Task goal: Where the word "classes" shows up in a line below, that line is counted. State how many lines are counted, without any other words.

Available data:
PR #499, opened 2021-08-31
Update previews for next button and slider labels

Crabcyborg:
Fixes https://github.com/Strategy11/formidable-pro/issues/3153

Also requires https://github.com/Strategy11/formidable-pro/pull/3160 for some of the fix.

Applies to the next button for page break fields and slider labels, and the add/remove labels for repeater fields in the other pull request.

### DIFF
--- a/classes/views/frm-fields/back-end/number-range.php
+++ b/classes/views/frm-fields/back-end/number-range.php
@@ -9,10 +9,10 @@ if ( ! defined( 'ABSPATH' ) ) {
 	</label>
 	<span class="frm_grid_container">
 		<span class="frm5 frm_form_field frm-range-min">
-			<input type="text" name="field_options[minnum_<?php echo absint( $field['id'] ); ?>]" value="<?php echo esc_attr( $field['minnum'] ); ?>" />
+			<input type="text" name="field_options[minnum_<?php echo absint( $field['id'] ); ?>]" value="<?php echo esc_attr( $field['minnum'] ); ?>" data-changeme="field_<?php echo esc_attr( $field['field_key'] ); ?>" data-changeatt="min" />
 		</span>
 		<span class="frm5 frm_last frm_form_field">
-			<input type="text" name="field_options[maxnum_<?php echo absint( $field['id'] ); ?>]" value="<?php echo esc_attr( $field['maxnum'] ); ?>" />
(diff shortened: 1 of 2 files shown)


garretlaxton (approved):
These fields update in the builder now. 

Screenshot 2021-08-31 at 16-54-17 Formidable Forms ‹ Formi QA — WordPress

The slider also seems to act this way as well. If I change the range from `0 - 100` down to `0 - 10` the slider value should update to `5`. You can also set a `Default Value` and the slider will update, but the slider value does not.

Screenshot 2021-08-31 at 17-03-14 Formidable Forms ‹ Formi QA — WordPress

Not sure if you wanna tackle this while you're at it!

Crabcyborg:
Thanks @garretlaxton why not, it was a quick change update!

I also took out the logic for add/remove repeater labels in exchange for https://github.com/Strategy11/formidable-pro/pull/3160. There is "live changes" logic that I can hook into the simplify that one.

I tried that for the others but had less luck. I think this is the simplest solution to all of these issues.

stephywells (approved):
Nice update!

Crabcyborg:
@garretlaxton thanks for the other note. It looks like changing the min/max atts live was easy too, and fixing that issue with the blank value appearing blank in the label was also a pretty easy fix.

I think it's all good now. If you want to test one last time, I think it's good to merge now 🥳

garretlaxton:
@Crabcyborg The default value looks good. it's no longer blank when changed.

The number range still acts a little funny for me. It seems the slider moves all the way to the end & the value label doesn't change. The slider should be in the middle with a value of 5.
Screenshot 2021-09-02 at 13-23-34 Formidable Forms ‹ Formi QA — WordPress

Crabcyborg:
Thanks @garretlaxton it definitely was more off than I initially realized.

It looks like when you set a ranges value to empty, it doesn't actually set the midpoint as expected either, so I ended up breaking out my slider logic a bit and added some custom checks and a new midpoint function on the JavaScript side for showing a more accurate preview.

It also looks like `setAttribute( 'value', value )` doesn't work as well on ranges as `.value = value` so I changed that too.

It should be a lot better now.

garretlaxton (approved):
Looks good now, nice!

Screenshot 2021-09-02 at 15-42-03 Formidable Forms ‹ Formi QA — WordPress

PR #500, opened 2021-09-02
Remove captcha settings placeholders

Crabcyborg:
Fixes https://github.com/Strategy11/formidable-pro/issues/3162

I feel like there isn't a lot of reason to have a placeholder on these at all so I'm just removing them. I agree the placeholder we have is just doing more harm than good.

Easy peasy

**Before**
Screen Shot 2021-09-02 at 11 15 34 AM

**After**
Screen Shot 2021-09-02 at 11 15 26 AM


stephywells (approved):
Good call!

Output for this task: 2